No, what had happened with Trang? I’d wanted to kill him for even thinking about Tori. Remembered laying my free hand on him, but after that it was all blinding pain. Had he done something to me? I couldn’t imagine him doing anything to me in the state he was in, especially since he was a Null, had no power whatsoever.
Heath returned with two bottles of water. Unscrewed the cap on one and handed it over.
I sat and gulped it down, the coolness soothing my throat one swallow at a time.
When I’d guzzled the whole thing, I ran the still-cool empty bottle over my forehead, then raised my gaze to Heath. He watched me patiently.
“Better?”
I nodded. “Thanks.”
He waited a long moment, then asked. “What the hell happened, Monica? I mean, I totally understand trying to strangle Trang, but as soon as you laid your hand on him, you looked ready to keel over. He’s a Null, he shouldn’t have been able to pull energy from you.”
I mulled what he’d said, reaching back, trying to analyze if I’d ever felt something similar. I hadn’t. But then again, before t
his week, I hadn’t been a healer either.

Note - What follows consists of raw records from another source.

Issue #1557, opened 2017-03-28
ORPCA failing when normalize_poissonian_noise=True


thomasaarholt:
ORPCA is failing on my spectrum images when the argument `normalize_poissonian_noise` is set to `True` (which is the case a lot of the time in Electron Microscopy)
It is reporting a matrix multiplication shape mismatch. @tjof2 any thoughts?

A bit of a bodged hyperspy test as a working example:

```python
import hyperspy.api as hs
from hyperspy.tests.mva.test_rpca import TestORPCA
test = TestORPCA()
test.setup_method("ml") # why the setup_methods all take a "method" argument, I don't know
test.A.shape
(256, 1024)
s = hs.signals.Signal1D(test.A)
s.data[s.data < 0] = 0
s.decomposition(True, algorithm="ORPCA", output_dimension=5)

WARNING:hyperspy.learn.rpca:No method specified. Defaulting to 'CF' (closed-form solver)
WARNING:hyperspy.learn.rpca:No initialization specified. Defaulting to 'qr' initialization
WARNING:hyperspy.learn.rpca:Number of training samples for 'qr' method not specified. Defaulting to 10 samples
WARNING:hyperspy.learn.rpca:Nuclear norm regularization parameter is set to default: 1 / sqrt(nfeatures)
WARNING:hyperspy.learn.rpca:Sparse regularization parameter is set to default: 1 / sqrt(nfeatures)
/Users/thomas/miniconda3/envs/hs/lib/python3.5/site-packages/tqdm/_tqdm.py:65: DeprecationWarning: sys.getcheckinterval() and sys.setcheckinterval() are deprecated.  Use sys.setswitchinterval() instead.
  sys.setcheckinterval(100)
---------------------------------------------------------------------------
ValueError                                Traceback (most recent call last)
<ipython-input-38-1e32f72a728b> in <module>()
      6 s = hs.signals.Signal1D(A.A)
      7 s.data[s.data < 0] = 0
----> 8 s.decomposition(True, algorithm="ORPCA", output_dimension=5)

/Users/thomas/Dropbox/0_Git/hyperspy/hyperspy/learn/mva.py in decomposition(self, normalize_poissonian_noise, algorithm, output_dimension, centre, auto_transpose, navigation_mask, signal_mask, var_array, var_func, polyfit, reproject, return_info, **kwargs)
    434             # Rescale the results if the noise was normalized
    435             if normalize_poissonian_noise is True:
[...]

PR #1558, opened 2017-03-28
orpca now consistent with old implementation

to266:
a quick fix for https://github.com/hyperspy/hyperspy/issues/1557

No tests for now.. But the class / function should probably be made consistent in some other PR anyway (currently class takes the transpose of the function. The function is left purely to keep the API, no other reason actually..), so I'll leave the tests for that.

### DIFF
--- a/hyperspy/learn/rpca.py
+++ b/hyperspy/learn/rpca.py
@@ -550,6 +550,7 @@ def orpca(X, rank, fast=False,
        algorithms", arXiv:1609.04747, (2016), http://arxiv.org/abs/1609.04747.
 
     """
+    X = X.T
     _orpca = ORPCA(rank, fast=fast, lambda1=lambda1,
                    lambda2=lambda2, method=method,
                    learning_rate=learning_rate, init=init,
@@ -557,4 +558,5 @@ def orpca(X, rank, fast=False,
                    momentum=momentum)
     _orpca._setup(X, normalize=True)
     _orpca.fit(X)
-    return _orpca.finish()
+    Xhat, Ehat, U, S, V = _orpca.finish()
+    return Xhat.T, Ehat, U, S, V
--- a/hyperspy/tests/mva/test_rpca.py
+++ b/hyperspy/tests/mva/test_rpca.py
@@ -9,7 +9,7 @@ class TestRPCA:
     def setup_method(self, method):
         # Define shape etc.
         m = 256  # Dimensionality
-        n = 256  # Number of samples
+        n = 250  # Number of samples
         r = 3
         s = 0.01
 
@@ -106,6 +106,15 @@ class TestORPCA:
         # Check the low-rank component MSE
         normX = np.linalg.norm(X - self.A) / (self.m * self.n)
         assert normX < self.tol
+
+    def test_fast(self):
+        X, E, U, S, V = orpca(self.X, rank=self.rank, fast=True)
+        # Only check shapes
+        assert X.shape == (self.m, self.n)
+        assert E.shape == (self.m, self.n)
+        assert U.shape == (self.m, self.rank)
+        assert S.shape == (self.rank,)
+        assert V.shape == (self.n, self.rank)
 
     def test_method_BCD(self):
         X, E, U, S, V = orpca(self.X, rank=self.rank, method='BCD')


thomasaarholt:
Thanks @to266, that was quick! :D

thomasaarholt:
@to266 ORPCA is still not working for me. I think you have fixed one bug but exposed another? If I do 
```python
s.decomposition(True, "ORPCA", 20)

And that might just be the gist of it.
“I wasn’t a healer before, it was all repressed, right?” My throat still felt raw. “But all those doors were blown off. Before, when I had to use force on the job, it felt vaguely wrong, but I always thought it was a morality thing. It was nothing like this. Never anything like this.”
He sat back, a considering look on his chiseled face. “Do you think this might have been back blow of some kind? That you can’t use force anymore without it harming you, in return.”

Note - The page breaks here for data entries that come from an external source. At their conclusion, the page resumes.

Issue #1560, opened 2017-03-30
transpose on lazy signal does not rechunk


francisco-dlp:
When transposing, signal operations can require big amounts of memory if the lazy data is not rechunked. Issue reported by @magnunor in gitter using the following example:

```python

>>> s = hs.load("large_dataset.hdf5", lazy=True)
>>> s.data
dask.array<array, shape=(256, 256, 256, 256), dtype=>u2, chunksize=(2, 2, 256, 256)>
>>> s1 = s.T
>>> s1.data
dask.array<transpose, shape=(256, 256, 256, 256), dtype=>u2, chunksize=(256, 256, 2, 2)>
>>> s.plot(navigator='slider') # works fine
>>> s1.plot(navigator='slider') # crashes my computer

```

PR #1561, opened 2017-03-31
Lazy chunking improvements

to266:
Fixes https://github.com/hyperspy/hyperspy/issues/1560 

Also improves `change_dtype` behaviour to chunk according to the larger dtype before actually casting to not crash the memory. e.g. `uint8` with `(8, 8, 16, 16)` to `float` will first get rechunked to `(1, 1, 16, 16)` and only then re-cast as `float`.

### DIFF
--- a/hyperspy/_signals/lazy.py
+++ b/hyperspy/_signals/lazy.py
@@ -814,6 +814,11 @@ class LazySignal(BaseSignal):
         target.explained_variance = explained_variance
         target.explained_variance_ratio = explained_variance_ratio
 
+    def transpose(self, *args, **kwargs):
+        res = super().transpose(*args, **kwargs)
+        res._make_lazy(rechunk=True)
+        return res
+    transpose.__doc__ = BaseSignal.transpose.__doc__
 
 def _reshuffle_mixed_blocks(array, ndim, sshape, nav_chunks):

I hadn’t thought of it in exactly those terms, but that sounded right. Really right. “Maybe,” I hedged, not willing to go there quite yet, not in my own head, and not with Heath. I swung my legs over the side of the exam table. The screaming in my skull had subsided to a thumping worthy of a brass band, but it was tolerable.
It was time to shift the focus from me to what we’d learned from Trang.
“What did he tell us that we didn’t already know, really?” I intentionally left Tori’s part in the breeding program out. I couldn’t go there without wanting to walk over and throat punch him all over again, even if it killed me.
Heath understood, veered away from that piece. “Primarily that everyone thinks I’m powerless. Trang didn’t even seem to remember me turning him into a briquette. Only our group knows.”
“And that’s a pretty select group of people,” I finished. “How do we use that when we find Grace?”
“I don’t know,” he said, exhaustion souring his tone.
Afternoon sunlight filtered through the hospital windows, the yellow fresh and clean like the cool spring day outside. I needed to feel that air, needed to bring it deep into my lungs, cleanse Trang’s taint from my blood.
“Let’s get out of here,” I said, and pushed off the bed. There wasn’t anything more for us to do here besides be frustrated, and potentially homicidal. Given how much hurting Trang had disabled me, the further away from him I was the happier I’d be. And Heath needed to get away as well.